Data analytics in healthcare is the process of examining data sets in order to draw conclusions about the information and data with the aid of specialized systems and software. Data analytics is a source of technologies and techniques that are widely used in industries such as the healthcare industry. Data analytics helps organizations or make more informed decisions and verify or disprove scientific models, theories, and hypothesis.
Data analytics in healthcare is important because healthcare organizations and healthcare leaders constantly seek to optimize the value and effectiveness of their data through analysis. When data analysts have access to the right tools they can be their most efficient and effective selves. Managing data should not be mistaken for analyzing data. This is a common mistake made by organizations that cause data analysts to spend most of their time managing data instead of analyzing it to produce useful information. Managing data involves; gathering data, validating data acquisition methods, reformatting, ensuring appropriate data types, trimming, cleaning, scrubbing, and confirming data in preparation for analysis and reporting. These activities don’t put the analytical skillset of data analysts to use.

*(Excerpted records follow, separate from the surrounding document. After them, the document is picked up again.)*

PR #816, opened 2020-09-05
Eliminate use of Mono.Cecil

### LINKED ISSUE #718: Eliminate use of Mono.Cecil
I'm writing this as a suggestion or idea for the NUnit Engine. As it happens, I'm following up in the TestCentric engine and will be glad to share the code if I'm successful.

Back in 2008 or 2009, I wrote a class to read PE headers into memory and examine the various assembly flags and other header fields. We used it for a while.

At the time, we were working on engine extensions and (originally) were using `Mono.Addins` to implement them. That meant we would be loading `Mono.Cecil` anyway, because `Mono.Addins` used it. So, we eliminated the `AssemblyReader` class in favor of `Mono.Cecil`. That was done here: https://github.com/nunit/nunit-console/commit/370d6081a38aee21eea332b4ea28026158bbee3c#diff-6f6d92c3a7b16401c609d5413097d4d4

However, we no longer use `Mono.Addins` but still use `Mono.Cecil`. This is problematic for two main reasons:

 * Newer versions of Mono.Cecil are not available for all the platforms where we need it. As a result, we mix two versions in our builds.
 * For our usage, Mono.Cecil is overkill. We probably use 5% of what it's capable of doing.

What we need to do is as follows:

1. Examine an assembly even if we are not currently running under the runtime it targets.
2. Make sure it's a .NET assembly.
3. See if 32-bit execution is required.
4. Get the runtime version (CLR version) used for the assembly
5. Look at assembly references to find what test framework it uses.
6. Examine assembly attributes, in particular the `TargetFrameworkAttribute`.

The `AssemblyReader` class already did the first four of these items at the time we dropped it. I'm looking at it to see about adding items 5 and 6 for the TestCentric engine.

CharliePoole:
Fixes #718 

See issue for details


ChrisMaddock:
Thanks Charlie - I’m travelling at the moment, but will try and take a look at these soon.

rprouse (approved):
I would be very happy to see the end of `Mono.Cecil`, so this is very welcome. The PR assumes that `testcentric.engine.metadata` is correct for all the cases we use it for and all the frameworks. If so, then this looks good.

Eventually, should we bring this code into the NUnit project so that it can be maintained by a wider communty if there are problems with less used platforms or architectures?

CharliePoole:
@rprouse I'd say that the PR does not assume anything except our __ability__ to deal with any frameworks we need to deal with. Clearly, it doesn't support frameworks that do not yet exist but the engine and console tests do exercise it fairly well.

I agree that it may be advisable to eventually bring this under NUnit and noted that in the issue itself. However, for me, the decision is tightly bound with the eventual outcome of the TestCentric / Engine Compatibility project, a cooperative project between Chris and myself. The issue being resolved here is, in fact, part of that project.

If  the new assembly were forked by NUnit __prematurely__, that would have several negative consequences:

 1. The Engine project would have more work to do.

 2. The Engine project would have traded an __actual__ maintainer of this assembly for the __theoretical__ possibility of finding more community help.

 3. There would be two versions of the assembly, with the result of actually increasing the divergence, which this PR is trying to reduce.

In this context, "prematurely" means "before the conclusion of the compatibility project" or at least before we have a clear idea of where that project is going to end up, i.e. whether the TC engine can be eliminated or not.

msi/nunit/engine-files.wxi
```diff
@@ -32,11 +32,11 @@
                     <CopyFile Id="nunit.agent.net40.engine.api.xml" DestinationDirectory="NET40_AGENT_DIR" />
                 </File>
             </Component>
-            <Component Id="MONO.CECIL" Location="local" Guid="D4A15752-6685-3494-9346-F623175CEFFA">
-                <File Id="Mono.Cecil.dll"
-                      Source="$(var.InstallImage)bin/net20/Mono.Cecil.dll">
-                    <CopyFile Id="nunit.agent.net20.Mono.Cecil.dll" DestinationDirectory="NET20_AGENT_DIR" />
-                    <CopyFile Id="nunit.agent.net40.Mono.Cecil.dll" DestinationDirectory="NET40_AGENT_DIR" />
+            <Component Id="NUNIT.ENGINE.METADATA" Location="local" Guid="D4A15752-6685-3494-9346-F623175CEFFA">
```
ChrisMaddock, line 35: Shouldn't we be changing the GUID here, as this is a new and different assembly? I think that would be best practice.

ChrisMaddock (commented):
Thanks Charlie - LGTM. Just one point - please go ahead and merge when it's resolved. 🙂

msi/nunit/engine-files.wxi
CharliePoole: I'm not sure I know the right answer. The GUID represents the component, not the assembly. I figured that it's essentially a replacement component and so should have the same GUID. I believe that would be necessary if we did partial updates, e.g. replacing just the one component.

Since we always do a full install, I believe either will work, but I'm not 100% sure which approach is technically more correct. I sent Rob Mensching a note to see what he thinks.

CharliePoole: Got an answer... Per Rob, I should change the component GUID if the name of the assembly it contains is changing. I'll go ahead and do that.

FWIW, he also suggests we stop maintaining GUIDs on components and let WIX take care of it for us. That seems like a separate issue, however.

ChrisMaddock: I didn’t know that was an option - I’ve always done my own GUIDs. Cool!

CharliePoole: Done

PR #824, opened 2020-11-13
Remove redundant Microsoft.DotNet.InternalAbstractions dependency

### LINKED ISSUE #818: Seemingly redundant dependency on Microsoft.DotNet.InternalAbstractions for platforms other than .Net Standard 1.6
This line https://github.com/nunit/nunit-console/blob/0d037ca9d569282c14b798ed6a69b8532fc88a4e/src/NUnitEngine/nunit.engine/Runners/MasterTestRunner.cs#L451 makes the only use of anything from Microsoft.DotNet.InternalAbstractions in the entire codebase. This line only gets to the compiler when the package is compiled to target .Net Standard 1.6 because all other platforms have `Environment.Version` which is well known and is used almost everywhere.

However the .nuspec and .csproj files are crafted such that the dependency on Microsoft.DotNet.InternalAbstractions is not restricted to .Net Standard 1.6 Those files also list this dependency for .Net Standard 2.0 and .Net Core 3.1 

The problem is Microsoft.DotNet.InternalAbstractions is published in Nuget with no license specified which is is long known issue https://github.com/dotnet/sdk/issues/9889 This makes Microsoft.DotNet.InternalAbstractions formally "unlicensed" and raises concerns when conducting a codebase licensing audit. This codebase depends on Microsoft.DotNet.InternalAbstractions and so is also flagged as having a dependency on an "unlicensed" piece of software. Same goes for NUnit3TestAdapter which make use of NUnit.Engine - https://github.com/nunit/nunit3-vs-adapter/issues/785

Data analysts are supposed to help organizations solve problems and improve their processes using information gotten from data.
The root of this problem was not having the right tools to analyze data and discover insights that would drive care and process improvement initiatives. It is spending too much time collecting data and not enough time transforming it into meaningful analytics. In order for data analysts to maximize their potential and provide full value, there are some steps that can be taken by the health organizations.
Build a Data Warehouse
A first step towards helping analysts be more effective is to provide them with a data warehouse. Building a data warehouse empowers analysts and aides in the identification of improvement opportunities that add value. A data warehouse which is called an Enterprise Data Warehouse (EDW) serves as a hub for all data and aggregates data. An enterprise data warehouse is necessary because analysts can access all the data from any device using the same login and it is secure.

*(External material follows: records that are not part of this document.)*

PR #848, opened 2020-12-27
Fix extension loading for extensions which target multiple runtimes

### LINKED ISSUE #844: .NET Core console runner fails to load extensions when netfx and netstandard versions conflict
It does not work when a file like "NUnit.Extension.TeamCityEventListener\1.0.9\tools\.addins" contains:
```
net20/
netstandard2.0/
```

It works when it contains:
```
netstandard2.0/
net20/
```

[InternalTrace.26616.log](https://github.com/nunit/nunit-console/files/5709755/InternalTrace.26616.log)

ChrisMaddock:
Fixes #844. 

There was an error in the extension selection logic, where an extension of a higher version could replace an extension of a lower version, even if the higher version could not be loaded in the current runtime. This changes brings the check of where an extension is valid in the current runtime forward to prevent that.

The actual change is in the first commit, the second commit is subsequent reformatting and removal of the old check. Unfortunately this whole piece of logic currnently relies on 'real files' and is untested - something I think we'll need to refactor in future.

### DIFF
--- a/src/NUnitEngine/nunit.engine.core/Services/ExtensionService.cs
+++ b/src/NUnitEngine/nunit.engine.core/Services/ExtensionService.cs
@@ -410,7 +410,13 @@ namespace NUnit.Engine.Services
         /// </summary>
         internal void FindExtensionsInAssembly(ExtensionAssembly assembly)
         {
-            log.Info("Scanning {0} assembly for Extensions", assembly.FilePath);
+            log.Info($"Scanning {assembly.FilePath} for Extensions");
+
+            if (!CanLoadTargetFramework(Assembly.GetEntryAssembly(), assembly))
+            {
+                log.Info($"{assembly.FilePath} cannot be loaded on this runtime");
+                return;
+            }
 
             IRuntimeFramework assemblyTargetFramework = null;
 #if NETFRAMEWORK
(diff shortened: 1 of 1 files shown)


ChrisMaddock:
Ah - turns out this was better tested than I thought...although that doesn't stop the check being in the wrong place! This needs a bit more refactoring that I really have time for today. Will come back to it at some point.

src/NUnitEngine/nunit.engine.core/Services/ExtensionService.cs
```diff
@@ -352,43 +352,46 @@ private void ProcessAddinsFile(DirectoryInfo baseDir, string fileName, bool from
...
+
+            Visit(filePath);
+
+            try
             {
-                Visit(filePath);
+                var candidate = new ExtensionAssembly(filePath, fromWildCard);
+
+                if (!CanLoadTargetFramework(Assembly.GetEntryAssembly(), candidate))
+                    return;
```
ChrisMaddock, line 366: The addition of lines 364-6 is the only substantial change in this PR.

ChrisMaddock:
Apologies folks, I've done more re-formtting in this PR than is helpful. Have highlighted the only important change with a comment, this is ready for review now, so long as CI passes this time.

PR #851, opened 2021-01-02
Stop building engine assembly for .NET Standard 1.6

### LINKED ISSUE #849: Eliminate .NET Standard 1.6 build of nunit.engine assembly
This came up in some discussons within the team on other topics...

Now that the engine has been split in to `nunit.engine` and `nunit.engine.core`, the `nunit.engine` assembly is only loaded 
in the main process and therefore only needs to support the runtime used by that process. The .NET Standard 1.6 build is no longer needed and may be removed. 

The 1.6 build of `nunit.engine.core` is not being removed at this time. It remains to be seen whether we will continue to maintain the .NET Standard 2.0 build of the engine or if we will switch to a .NET Core build.

CharliePoole:
Fixes #849

PR #854 should be reviewed before this one, because it removes .NET Standard 1.6 completely. If that's approved, we can drop this one, which only removes the 1.6 build for the primary engine.

### DIFF
--- a/build.cake
+++ b/build.cake
@@ -142,6 +142,17 @@ Task("Clean")
         CleanDirectory(PACKAGE_DIR);
     });
 
+// Not currently used in CI but useful for cleaning your local obj
+// directories, particularly after changing the target of a project.
+Task("CleanAll")
+    .Description("Cleans obj directories in additon to standard clean")
+    .IsDependentOn("Clean")
+    .Does(() =>
+    {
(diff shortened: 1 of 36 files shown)


ChrisMaddock:
See comments on #854. I remain of the opinion that removing .NET Standard 1.6 completely is the way we want to go, but will take a proper look through these soon. 🙂

ChrisMaddock:
@CharliePoole - this is superseded by #871, right?

CharliePoole:
Right!

PR #856, opened 2021-01-03
Issue warning if .NET 5.0 not installed for local build

### LINKED ISSUE #853: Allow local build to succeed even if all runtimes are not installed
One of my machines has an older version of VS2019 and fails the build when it comes time to run .NET 5.0 tests (it has a pre-release). It seems to me that we should that all runtimes we use be available on CI systems, and set up the agents so that it works, as we now do. OTOH, on a local developer machine, it may be more convenient to just skip any build or test that's not supported.

@nunit/engine-team What do you think?

CharliePoole:
Fixes #853


mikkelbu (approved):
LGTM

PR #866, opened 2021-01-17
Point changes.txt to docs site

### LINKED ISSUE #803: Remove CHANGES.TXT to simplify release process
The release process is currently quite manual and time consuming. There's lots of improvements we could make here, but this one I think is low-hanging fruit.

Currently we have to create two versions of the changelog, one in text format and one in markdown. I'd like to suggest removing  CHANGES.TXT from the repo, and just have on docs site. This would involve updating the various packages that currently include CHANGES.txt to link to the change log instead.

Thoughts welcome. 🙂

SeanKilleen:
Resolves #803.


CHANGES.txt
```diff
@@ -1,1516 +1,3 @@
...
-Bug Fixes
-
- * 400502 	NUnitEqualityComparer.StreamsE­qual fails for same stream
- * 400508 	TestCaseSource attirbute is not working when Type is given
- * 400510 	TestCaseData variable length ctor drops values
- * 417557 	Add SetUICultureAttribute from NUnit 2.5.2
- * 417559 	Add Ignore to TestFixture, TestCase and TestCaseData
- * 417560 	Merge Assert.Throws and Assert.Catch changes from NUnit 2.5.2
- * 417564 	TimeoutAttribute on Assembly
+Instead, please see the [NUnit docs](https://docs.nunit.org), and specifically the [Console and Engine Release Notes](https://docs.nunit.org/articles/nunit/release-notes/console-and-engine.html) page there.
```
ChrisMaddock, line 3:
```suggestion
Please see the [NUnit docs](https://docs.nunit.org), and specifically the [Console and Engine Release Notes](https://docs.nunit.org/articles/nunit/release-notes/console-and-engine.html) page there.
```

ChrisMaddock:
Hi Sean, thanks for doing this!

Sorry, I wanted to add this as a suggestion, but multi-line suggestions don't seem to be working for me. (Or they behave differently to how GitHub documents them doing...)

What would you think to taking out the "this file is no longer used..." bit? My thinking: people will get to this file via two routes. 1. Via old links to it, which is I think the usecase you were intending, but also 2. when this file is distributed with our zip/msi and other packages.

Your wording makes complete sense for the first usecase, but I think it suits the second case less, when we'll still be distributing CHANGES.TXT with future packages. How about rewording to just something simple like "Full release notes can be found at XXX"?

SeanKilleen:
@ChrisMaddock should be ready to go; feel free to make any changes the wording as you see fit.

ChrisMaddock (approved):
Looks great - thanks for that!

PR #869, opened 2021-01-17
Link to release notes on docs and Review uses of CHANGES.TXT

ChrisMaddock:
I was about to ask @SeanKilleen if he would mind updating the NuGet packages release notes in line with his changes in #866, but then found out most of them were blank anyway!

Provide A Conducive Testing Environment
Analysts should be provided with a testing environment accompanied with full access and no restrictions (within reason). Data analysts should be able to test the data to build solutions and test ideas. They should also be able to store data, break down ideas and data sets and rebuild as they see fit. There should, however, be a central communication channel for all analysts so there’s a harmonious understanding of the happenings in the data warehouse. This is important so there is no clash or errors like one analyst deleting data that’s relevant to another analyst.
Provide Tools for Data Discovery
There are data discovery tools that are highly rated such as Business Intelligence tool. These data discovery tools make it easier for analysts to explore the available data and identify trends and areas of improvement and also do in-depth analysis. These tools feature charts, graphs etc that help the data analysts relay information in the form of insightful and visual reports that are easily understandable for other members of the organization and those the data analysts report to. This would lead to system improvements and cause the organization to run more smoothly.
Provided Direction and Clear Goals to Analysts
Healthcare data analysts need direction and clear goals set of what the healthcare organization wants and needs. This goal might differ from department to department. However, care has to be taken not to give step-by-step instructions resulting in micro-management. Just giving them a clear need or goal and letting the analysts apply their skill set will lead to more colorful results and solutions to problems.
Healthcare Data Model Analytics
In an industry as complex and far-reaching as healthcare, making sure that you know or at least have access to as much knowledge as possible is essential. This knowledge is gained in more conventional ways so as to be more accurate and overall more efficient. The knowledge is stored in digital form, which is nothing new to any of us, but what happens to all that stored data is being used in fashions not many of us could ever imagine. However, the end result doesn’t come by some magical data fairy that organizes everything and spits out a report or graph that explains current or future patterns; there is a lot of work that went into planning for and producing a healthcare data model that combines information, searches out and almost seamlessly provides answers you were looking for.